3. No es posible comprender una época histórica ni un pensamiento si no se conoce la experiencia del tiempo que constituye su condición. Precisamente la lucidez con la que Illich sitúa su pensamiento con respecto a esta experiencia define la pertinencia, a menudo irrefutable, de sus análisis. Es conocida la tesis de Schmitt según la cual todos los conceptos políticos son conceptos teológicos secularizados. Esta tesis tiene que ser precisada en el sentido de que esos conceptos secularizados son hoy esencialmente conceptos escatológicos. Si el pensamiento contemporáneo ha buscado eludir un arreglo de cuentas con su propia situación histórica, recurriendo a conceptos evidentemente inadecuados como fin de la historia, poshistoria, posmodernidad, esto es porque se funda realmente en una secularización de la escatología cristiana. Por esto Illich, con un gesto que recuerda a la proyección benjaminiana del mesianismo en la historia profana, puede tomar la palabra de su tiempo y mirar en él desde una perspectiva declaradamente apocalíptica. «Atribuirme la idea de que nuestra época sea una época poscristiana —declaró en las extenuantes conversaciones con David Cayley— sería completamente equivocado. Por el contrario, creo que nuestra época es, paradójicamente, la época más explícitamente cristiana, la cual podría estar muy cercana al fin del mundo».

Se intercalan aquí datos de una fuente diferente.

PR #588, opened 2024-07-12
feat: Eliminate the targets table

bjchambers:
This seems to be unnecessary. An SAI index supporting contains seems to be sufficient. Eliminating it removes the need to create the denormalized copy of the data, speeding up insertion and reducing storage needs.


epinzur (approved):

libs/langchain/ragstack_langchain/graph_store/cassandra.py
```diff
@@ -39,7 +39,6 @@ def __init__(
         embedding: Embeddings,
         *,
         node_table: str = "graph_nodes",
-        targets_table: str = "graph_targets",
```
cbornet, line 42: This is a breaking change 😬

PR #381, opened 2020-07-07
Add CLI support for geometry input as string

thomasyoung-audet:
Adds CLI support for geometry input as string


sentinelsat/scripts/cli.py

4. El concepto tal vez central de la escatología secularizada de la modernidad es el de crisis. No sólo en la economía y en la política, sino en todo ámbito de la vida social, la crisis coincide hoy con el estado normal. De los tres campos semánticos que confluyen en la historia de este término (el jurídico-político de «juicio» en un proceso o en una asamblea, el médico de momento decisivo en una enfermedad, y el teológico de juicio final) sólo los dos últimos han contribuido a definir su significado en la modernidad.

Sin embargo, ambos significados sufren una transformación que concierne a su indicio temporal. Krisis significaba en la medicina antigua el juicio con el que el médico reconoce si el enfermo sobrevivirá o morirá, mejorará o empeorará. Este juicio coincide con un momento preciso en el desarrollo de la enfermedad, que Galeno llama «días decisivos (krisimoi, dies decretorii)». En el concepto moderno de crisis, en el que ésta se vuelve una condición permanente, la conexión con un instante de la decisión comienza a faltar. La crisis es separada de su «día decisivo» y prolongada indefinidamente en el tiempo.

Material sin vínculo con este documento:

PR #384, opened 2020-07-08
Improve location formatting, fix cassettes

valgur:
Follow-up for #372.
The location info output was printing `{}` placeholders instead of values and the cassettes were not updated after the final bugfix.
I also tweaked the location info logging further by adding the bounding box extents in km and the box coordinates in a clearer format. So, for example, `sentinelsat --location Metz` prints
```
Querying location: 'Metz, Moselle, Grand Est, France métropolitaine, France' with 9.8 x 8.8 km, 49.060824, 6.136004 to 49.148795, 6.256451 bounding box
```
The box size info is useful since the Nominatim results are not always perfect, i.e. `sentinelsat --location Estonia` yields a bounding box halfway in Poland
```
Querying location: 'Eesti', 807.5 x 1556.7 km, 51.752378, 18.331908 to 65.752378, 32.331908
```

### DIFF
--- a/sentinelsat/scripts/cli.py
+++ b/sentinelsat/scripts/cli.py
@@ -1,4 +1,5 @@
 import logging
+import math
 import os
 
 import click
@@ -212,8 +213,21 @@ def cli(
         search_kwargs.update((x.split("=") for x in query))
 
     if location is not None:
-        wkt, place_name = placename_to_wkt(location)
-        logger.info("The location we are querying is: '%s', '%s'".format(place_name, wkt))
+        wkt, info = placename_to_wkt(location)
+        minX, minY, maxX, maxY = info["bbox"]
+        r = 6371  # average radius, km
+        extent_east = r * math.radians(maxX - minX) * math.cos(math.radians((minY + maxY) / 2))
+        extent_north = r * math.radians(maxY - minY)
+        logger.info(
+            "Querying location: '%s' with %.1f x %.1f km, %f, %f to %f, %f bounding box",
+            info["display_name"],
+            extent_north,
+            extent_east,
+            minY,
+            minX,
+            maxY,
+            maxX,
+        )
         search_kwargs["area"] = wkt
 
     if geometry is not None:
--- a/sentinelsat/sentinel.py
+++ b/sentinelsat/sentinel.py
@@ -1149,15 +1149,15 @@ def geojson_to_wkt(geojson_obj, feature_number=0, decimals=4):
         a GeoJSON object
     feature_number : int, optional
         Feature to extract polygon from (in case of MultiPolygon
-        FeatureCollection), defaults to first Feature
+        FeatureCollection), defaults to first feature
     decimals : int, optional
         Number of decimal figures after point to round coordinate to. Defaults to 4 (about 10
         meters).
 
     Returns
     -------
-    polygon coordinates
-        string of comma separated coordinate tuples (lon, lat) to be used by SentinelAPI
+    str
+        Well-Known Text string corresponding to the GeoJSON geometry.
     """
     if "coordinates" in geojson_obj:
         geometry = geojson_obj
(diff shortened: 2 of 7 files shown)


sentinelsat/scripts/cli.py
```diff
@@ -212,8 +213,21 @@ def cli(
         search_kwargs.update((x.split("=") for x in query))
 
     if location is not None:
-        wkt, place_name = placename_to_wkt(location)
-        logger.info("The location we are querying is: '%s', '%s'".format(place_name, wkt))
+        wkt, info = placename_to_wkt(location)
+        minX, minY, maxX, maxY = info["bbox"]
+        r = 6371  # average radius, km
```
Fernerkundung, line 218: Can you extend the comment how this value is derived and what makes it "average"?

sentinelsat/sentinel.py
```diff
@@ -1149,15 +1149,15 @@ def geojson_to_wkt(geojson_obj, feature_number=0, decimals=4):
...
     decimals : int, optional
         Number of decimal figures after point to round coordinate to. Defaults to 4 (about 10
         meters).
 
     Returns
     -------
-    polygon coordinates
-        string of comma separated coordinate tuples (lon, lat) to be used by SentinelAPI
+    str
+        Well-Known Text string corresponding to the GeoJSON geometry.
```
Fernerkundung, line 1160: Niggle: A WKT is a geometry representation that in itself is not related to GeoJSON, except that they both refer to spatial geometries. The phrasing sounds like this is somehow a WKT+GeoJSON string.

sentinelsat/sentinel.py
```diff
@@ -1427,33 +1427,42 @@ def _parse_odata_response(product):
...
+    ------
+    ValueError
+        If no matches to the place name were found.
+
     Returns
     -------
-    full name and coordinates of the queried placename
-        list in the form [wkt string in form 'ENVELOPE(minX, maxX, maxY, minY)', string placeinfo]
+    wkt_envelope : str
+        Bounding box of the location as an 'ENVELOPE(minX, maxX, maxY, minY)' WKT string.
```
Fernerkundung, line 1447: A bounding box and an evenlope *can* be identical but don't have to be. Can we use a single terminology throughout the codebase?

The Envelope vs. Extent definitions can be rather confusing, see for instance PostGIS [ST_Envelope](https://postgis.net/docs/ST_Envelope.html) vs. [ST_Extent](https://postgis.net/docs/ST_Extent.html) (which I find to be a bad pattern).

sentinelsat/sentinel.py
```diff
@@ -1427,33 +1427,42 @@ def _parse_odata_response(product):
...
     )
-    # Check that the response from Openstreetmapserver has status code 2xx
-    # and that the response is valid JSON.
     rqst.raise_for_status()
-    jsonlist = rqst.json()
-    if len(jsonlist["features"]) == 0:
-        raise ValueError('Unable to find a matching location for "{}"'.format(placename))
+    features = rqst.json()["features"]
+    if len(features) == 0:
+        raise ValueError('Unable to find a matching location for "{}"'.format(place_name))
```
Fernerkundung, line 1459: This would also be triggered if the nominatim endpoint is unavailable, wouldn't it? In that case the error message might be slightly confusing.

sentinelsat/sentinel.py
```diff
@@ -1427,33 +1427,42 @@ def _parse_odata_response(product):
...
     # Get the First result's bounding box and description.
-    feature = jsonlist["features"][0]
+    feature = features[0]
     minX, minY, maxX, maxY = feature["bbox"]
-    footprint = "ENVELOPE({}, {}, {}, {})".format(minX, maxX, maxY, minY)
-    placeinfo = feature["properties"]["display_name"]
-    return footprint, placeinfo
+    # ENVELOPE is a non-standard WKT format supported by Solr
+    # https://lucene.apache.org/solr/guide/6_6/spatial-search.html#SpatialSearch-BBoxField
```
Fernerkundung, line 1464: ❤️

sentinelsat/scripts/cli.py
valgur: At this level of precision (which is more than enough for this simple use case) pretty much all ways of computing the average radius of the Earth round to that value. https://en.wikipedia.org/wiki/Earth_radius

sentinelsat/sentinel.py
valgur: Good point. Is "Well-Known Text string representation of the geometry" better?

sentinelsat/sentinel.py
valgur: I guess there can be, but I don't see any way they could have a different meanings in our use cases?
Either way, I personally prefer "bounding box" as it sounds a bit clearer to me.

sentinelsat/sentinel.py
valgur: It should generate a HTTP error from `rqst.raise_for_status()` if Nominatim is not available.

sentinelsat/sentinel.py
Fernerkundung: Sounds good :+1:

sentinelsat/sentinel.py
Fernerkundung: Let's go with that then :+1:

Fernerkundung:
LGTM!

If you add the changes to the changelog in this or another of your PRs I think we can get this merged right away @valgur :+1:

Issue #383, opened 2020-07-08
SciHub requiring keyword values to be within quotes


radosuav:
It appears that there was a subtle change to SciHub interface recently. Previously I could specify extra keywords using single quotes, e.g.:
```
other_search_keywords["orbitdirection"] = "descending"
other_search_keywords["timeliness"] = "Near Real Time"
```
Now they have to be in double quotes (i.e. ' followed by "):
```
other_search_keywords["orbitdirection"] = '"descending"'
other_search_keywords["timeliness"] = '"Near Real Time"'
```
Otherwise apihub never responds to the query ("timeliness") or ignores the extra keyword ("orbitdirection").

There are some keywords which still work with single quotes, e.g. 
`other_search_keywords["productlevel"] = "L2"`
seems to work fine.

To be on the safe side, maybe all keywords should be put within extra quotes.

valgur:
Interesting. We already take care to handle spaces in values correctly (#169), but something might have changed on the server side. I will try to take a closer look at this soon.

valgur:
Fixed by #390.

PR #390, opened 2020-07-24
Fix space handling, improve set input performance, improve --uuid and --name args

### LINKED ISSUE #387: --name overrides -s and -e?
Hi all, hopefully I can get some help with this.

I'm trying to download T32PLT Sentinel 2 images using sentinelsat for the period of 04/03/2019 and 27/02/2020. I'm using the code underneath:

`sentinelsat -u username -p password --start '20190304' --end '20200227' --name '*_T32PLT_*' --sentinel 2 --download --path '/path/to/folder'`

Unfortunately this seems to download every single T32PLT image to have ever existed in the archive, and the --start and --end don't seem to affect this at all. Having the same issue with Sentinel 1 by specifying:

 `--name 'S1A_IW_SLC*'`

Any suggestions are appreciated.

valgur:
* Fixes the server-side space handling change issue reported in #383 by quoting instead of backslash-escaping the strings.
* Uses `(key:value OR key:value)` format instead of the previous `key:(value OR value)` format, which for some reason takes tens of seconds per query.
* Got rid of the special handling of `--uuid` and `--name` CLI arguments. The product IDs are now simply passed to `api.query()` as a set. They no longer also ignore the date range arguments (fixes #387).
* Empty queries raise a `ValueError` immediately on the client side instead of letting the server generate it.
* Added stricter checks for empty keyword values in queries, which would cause server-side errors.
* Updated all cassettes and made some tests less dependent on specific products.

TODO
- [x] add changelog entries
- [ ] merge other PRs first


valgur:
I rebased these changes onto `main`. Can be merged after #450.

j08lue (approved):
Great work. Query formatting logic got a lot simpler and good idea to move it to a separate method. 👍

PR #404, opened 2020-09-28
Added feature to download quicklooks directly

### LINKED ISSUE #361: Adding functionality for downloading quicklooks
In some cases, it is good to evaluate the quicklooks before proceeding to download all the images. This can help reduce the number of images ultimately downloaded.
As such, I'd like to request the functionality of a small flag in the command-line that sets `sentinelsat` to download the quicklooks, rather than the actual files. I propose `--quicklooks` and `-ql`.

mackland:
Fixes #361 

A user can provide --quicklooks to download quicklooks directly without having to download full product.

- Kept this separate from download_all so that it can be run with or without -d option, this way quicklooks can be inspected as download is running or without download to get an idea how sensing looks.
- This is done without the retry functionality as it is quick enough to not need it.
- Added error handling for missing quicklooks and incorrect content-type. These are logged similar to how downloaded products logged in a .txt file in _path_


mackland:
Updated to take backwards compatibility into consideration.

black would change much more than just the code submitted, am I missing some settings? Nothing in contribute.rst and couldnt find anything in .github/ (I just ran _black ._ as stated)

Fernerkundung:
> black would change much more than just the code submitted, am I missing some settings? Nothing in contribute.rst and couldnt find anything in .github/ (I just ran black . as stated)

Can you try again with merging the latest changes in master? Looks like 3 files indeed needed to be formatted to adhere to the latest version of black.

sentinelsat/sentinel.py
```diff
@@ -909,6 +910,54 @@ def _download_online_retry(
...
+        Returns
+        -------
+        dict[string, dict]
+            A dictionary containing the error of products where either
+            quicklook was not available or it had an unexpected content type
+        """
+
+        self.logger.info("Will download %d quicklooks", len(products))
+
+        outdir = Path(directory_path + "/quicklooks")
```
Fernerkundung, line 938: Please use pathlib to construct the path instead of string concatenation. This ensures that it will work on all OS's.

sentinelsat/sentinel.py
```diff
@@ -909,6 +910,54 @@ def _download_online_retry(
 
         return ret_val
 
+    def download_quicklooks(self, products, directory_path="."):
```
Fernerkundung, line 913: Please provide a test for this new function.

Fernerkundung (changes requested):
Thank you for your contribution!

This is looking promising. I requested some small changes.

I haven't inspected the logic of the new function throroughly but it seems to use a different pattern to our existing functions. Do you mind giving this a second look @j08lue ?

sentinelsat/sentinel.py
mackland: I changed this to use os.path since pathlib isnt in the standard library for older versions. In updated version I do avoid using string concatenation. Will commit together with other changes highlighted on here. Thanks for having a look!

sentinelsat/sentinel.py
```diff
@@ -910,6 +910,74 @@ def _download_online_retry(
...
+        Returns
+        -------
+        dict[string, dict]
+            A dictionary containing the error of products where either
+            quicklook was not available or it had an unexpected content type
+        """
+
+        self.logger.info("Will download %d quicklooks", len(products))
+
+        outdir = join(directory_path, "quicklooks")
```
j08lue, line 940: Please remove the outdir (sub-directory) logic from the core function. Which ever directory the user passes to `download_quicklooks` should be the one they are written to. This might end up being the same directory the data files are downloaded to, but if a user needs to change that, they can use the Python API.

sentinelsat/scripts/cli.py
```diff
@@ -255,6 +261,14 @@ def cli(
         with open(os.path.join(path, "search_footprints.geojson"), "w") as outfile:
             outfile.write(gj.dumps(footprints_geojson))
 
+    if quicklook:
+        failed_quicklooks = api.download_quicklooks(products, path)
+        if failed_quicklooks:
```
j08lue, line 266: Please do not write a text file with failed quicklooks. Just write a message to the terminal or so. Fine for the function to return this information, though. Maybe something like `f"Some quicklooks failed to download: {len(products)} out of {len(failed_quicklooks)}."`. If someone needs logic about what to do in case of failing quicklooks, they need to use the Python API.

j08lue (changes requested):
This is pretty neat. Only thing to change is to remove some of the custom logic, like creating a subdirectory for quicklooks and writing something about missing quicklooks to a file. If a user wants this kind of logic, they can code that up themselves.

And we need a test, please.

sentinelsat/scripts/cli.py
mackland: Thanks, will change this and log to screen instead. Had a look at writing tests over the weekend which made me rewrite so the functions take parameters similar to download(), download_all() and then can test them similar to what you are already doing there.

Will try and get that commit up tomorrow, appreciate you guys having a look at this.

j08lue (approved):

sentinelsat/sentinel.py
```diff
@@ -1354,6 +1453,13 @@ def _parse_odata_timestamp(in_date):
     return datetime.utcfromtimestamp(seconds) + timedelta(milliseconds=ms)
 
 
+def _get_quicklook_url(id):
+    url = "https://scihub.copernicus.eu/apihub/odata/v1/Products('{id}')/Products('Quicklook')/$value".format(
+        id=id
+    )
```
Fernerkundung, line 1459: This will fail if the user provided a different SciHub URL, e.g. https://apihub
.copernicus.eu

Please re-use the url attribute of the api class, which is where we handle the SciHub base-url logic.

Fernerkundung (changes requested):
Thanks for adding the thorough tests.

This is looking very good to push over the finish line 👍 

Two minor requests:
1. The quicklook URL should be created from the api base URL provided by the user.
2. Please add your changes to the CHANGELOG.rst

sentinelsat/sentinel.py
mackland: Thanks for catching that, updated to use self.api_url and added the quicklook feature to changelog as well

mackland:
Are you happy with the latest changes? I wasnt following this closely but think it can be merged now unless you want anything added? @Fernerkundung @j08lue

Fernerkundung (approved):
Looks good. Thanks for contributing this feature to sentinelsat 👍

Lo mismo le sucede al juicio final de la tradición teológica: el juicio era inseparable del fin de la cosa juzgada. Como escribe Tomás, «el juicio concierne al término, a través del cual las cosas son conducidas a su fin» (S. th. Suppl. q. 88, art. 1). «No se puede dar el juicio a una cosa mutable antes de su consumición […] por eso es necesario que el juicio final advenga en el último día, el único en el que se puede decidir completa y manifiestamente aquello que concierne a cada hombre» (ibid.,, III, q. 59, art. 5). En la secularización moderna de la «crisis», el juicio resulta en cambio separado de su conexión esencial con el fin y es hecho coincidir con el decurso cronológico, de tal modo que la cosa no puede nunca ser pensada en su cumplimiento y en su finalidad propia. Consiguientemente, la facultad de decidir de una vez por todas se debilita y la decisión incesante no decide propiamente nada.

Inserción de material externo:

PR #407, opened 2020-10-13
Changed the functioning of the '--footprints' option.

### LINKED ISSUE #153: --footprints parameter
## Question
**Should we change the `--footprints` parameter's behavior to also include the name of the file that will be created?**

Let's make it a poll. I encourage anyone to leave a thumbs up or down to voice your opinion. Comments are welcome too, of course.

## Reasoning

5. Es a esta pérdida de la capacidad de juzgar en la modernidad a la que Hannah Arendt ha dedicado su reflexión en el libro sobre la banalidad del mal. La facultad de pensar y la facultad de juzgar son, para Arendt, distintas y, a la vez, están inextricablemente conectadas. El pensamiento no es una facultad cognitiva, sino aquello que vuelve posible el juicio sobre el bien y sobre el mal, sobre lo justo y lo injusto. Lo que le faltaba a Eichmann no era ni el raciocinio ni el sentido moral, sino la facultad de pensar y, por consiguiente, la capacidad de juzgar las acciones propias.

Illich representa la reaparición intempestiva en la modernidad de un ejercicio radical de la krisis, de una llamada a juicio sin atenuantes de la cultura occidental: krisis y juicio tanto más radicales, porque provienen de uno de sus componentes esenciales: la tradición cristiana. Como Benjamin, Illich se sirve, en efecto, de la escatología mesiánica para neutralizar la concepción progresista del tiempo histórico. Y lo hace según dos modalidades estrechamente entrelazadas: por un lado la experiencia del kairós, del instante decisivo, que quiebra la línea continua y homogénea de la cronología; por el otro la capacidad de pensar el tiempo en relación con su cumplimiento. El instante intemporal de la decisión y la novissima dies en la que el tiempo se consuma son, en los términos de Arendt, las dos puertas que el pensamiento entreabre a la facultad del juicio. Pero en el instante del juicio, el eschaton y el «ahora» coinciden sin residuos.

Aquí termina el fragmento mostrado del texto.